The Musical Instrument Museum is supposedly in Phoenix, but I didn’t see anything but desert for miles around it, which reminds me, I also visited the Arizona-Sonora Desert Museum in Tucson, where I learned that javelinas look similar to, but are not pigs. Okay, good to know. The special exhibit at the instrument museum was Dragons and Vines: Inlaid Guitar Masterpieces. The guitars were much more attractive than the javelinas.

The Breakup exhibit at the MCA was mostly related to a serious topic, but what caught my attention was that it also had some cool memorabilia related to theories on the timeline of the breakup of The Beatles. Spoiler alert – they’re not getting back together.

The Saturday Night Live: The Experience exhibit at the Museum of Broadcast Communications offers you the possibility of paying more money on top of your admission fee to have your picture taken behind the Weekend Update news desk. I passed on that part of the experience, went home, and sat behind my own desk for free.

I went to the Rodin exhibit at the Art Institute expecting to see paintings of a giant flying monster from a 1956 Japanese horror film (oops, that was Rodan), but instead saw a bunch of sculptures, including one of some naked guy thinking. I wonder whether he was thinking about giant flying monsters.

I’ve been to Jack Kerouac’s grave in Lowell Massachusetts (wasn’t my idea), and seen Jack Kerouac Alley across the street from City Lights Bookstore in San Francisco, but I’ve never read On the Road Again, even though it was the anthem of my generation, or so I’m told. I loved Canned Heat’s hit On the Road Again, way before Willie Nelson recorded it. I’m not sure what to make of all that, but it was still interesting to see the 120-foot-long roll of paper upon which Kerouac typed the On the Road manuscript, which was on display at the American Writers Museum last October. By the way, in case you’re wondering, it’s not toilet paper, though that would have made an even better story.

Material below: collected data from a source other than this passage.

PR #2398, opened 2018-09-10
rtc_clk_init fix

negativekelvin:
Actually set cpu frequency

### DIFF
--- a/components/soc/esp32/rtc_clk_init.c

Museum of Science and Industry – Robots – January 3, 2018

There was no way I was going to miss the special robot exhibit at the museum, even if it meant navigating a sea of children. I love the underground parking at the museum and though, having arrived in the early afternoon, I had to go around and around searching for a space, my downward journey led me to park on the level where the main entrance is – bizarre justice.

The robots were great, although I witnessed one draw a game of tic tac toe with a child when a winning move was there for the taking by the robot.  I’m not sure whether this was good public relations, faulty programming, or misguided mechanical parenting.

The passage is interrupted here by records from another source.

PR #2404, opened 2018-09-12
bugfix: incorrect divider setting in rtc_clk_cpu_freq_to_config()

shawwwn:
Fix a bug where `out_config->source_freq_mhz` is undefined

`rtc_clk_cpu_freq_set()` now can set cpu to 2MHz

PR #2405, opened 2018-09-13
bugfix: switching from lower xtal freq to 40MHz doesn't have effect

shawwwn:
The if-statement prevents XTAL freq from being set back to 40MHz.
If the CPU runs on a ultra low frequency set by the XTAL divider, say 2MHz, then it won't be able to get back to 40Mhz.

Please advise because I'm not sure if this is a design decision to not allow xtal-driven CPU to switch below 40Mhz.

### DIFF
--- a/components/soc/esp32/rtc_clk.c
+++ b/components/soc/esp32/rtc_clk.c
@@ -641,9 +641,7 @@ void rtc_clk_cpu_freq_set_config(const rtc_cpu_freq_config_t* config)
         rtc_clk_bbpll_disable();
     }
     if (config->source == RTC_CPU_FREQ_SRC_XTAL) {
-        if (config->div > 1) {
             rtc_clk_cpu_freq_to_xtal(config->freq_mhz, config->div);
-        }
     } else if (config->source == RTC_CPU_FREQ_SRC_PLL) {
         rtc_clk_bbpll_enable();
         rtc_clk_wait_for_slow_cycle();


igrr:
You are right, this is a bug in the logic. A few lines above we should be switching to XTAL frequency not only if soc_clk_sel != RTC_CNTL_SOC_CLK_SEL_XTL, but also if running from XTAL but divider is not 1. Reason is, we'd like to get through this code path faster.

Will fix and add a test case.

igrr:
By the way, given this and your other PR, it seems like you are trying to use rtc_clk functions to (?) set CPU frequency to 2 MHz. Please be advised that these functions should not normally be called from the application, as they don't adjust FreeRTOS tick frequency and esp_timer frequency. Also at 2MHz APB frequency REF_TICK of 1MHz can not be achieved, which will cause issues with UART output.

shawwwn:
Thank you for the reply! I will be sure to take that into account.

With #2405 and #2404, I was able to apply a 40X divider to get the CPU frequency down to 1MHz.
UART output seems fine so far.

Will it be possible to reduce the the frequency below 1MHz?

negativekelvin:
> Also at 2MHz APB frequency REF_TICK of 1MHz can not be achieved

Why is this, if cpu clk is derived from xtal then ref tick should also be direct divided xtal clk 40/40=1?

I also witnessed the robot blackjack dealer pull a card off the bottom of the deck. Okay, not literally, but all three human players were sitting on 20, when the robot came up with 21. Very suspicious.  Good thing they weren’t playing for money, although there was an extra charge to see the robot exhibit.

There was another station where you could build your own vehicle out of various colored attachable blocks, one type of which included a battery to power the vehicle. I tried in vain to manufacture a mobile unit, even enlisting the help of a young mother whose child’s work far exceeded my pitiful efforts.  She was sympathetic but unable to help, being clueless herself and unable to gain her child’s attention long enough to explain the process to us.  Tail between my legs, I moved on.

I took in some of the long-time exhibits. One can’t go to the museum without seeing the trains.  And though I didn’t intentionally go to see the submarine, I found myself, for a few minutes, wandering aimlessly through World War 2, unable to find my way out, as if trapped in a Kurt Vonnegut story.

I eventually prevailed, and, on my way out, saw the sign for the Pixar exhibit coming in May. I’ll be back!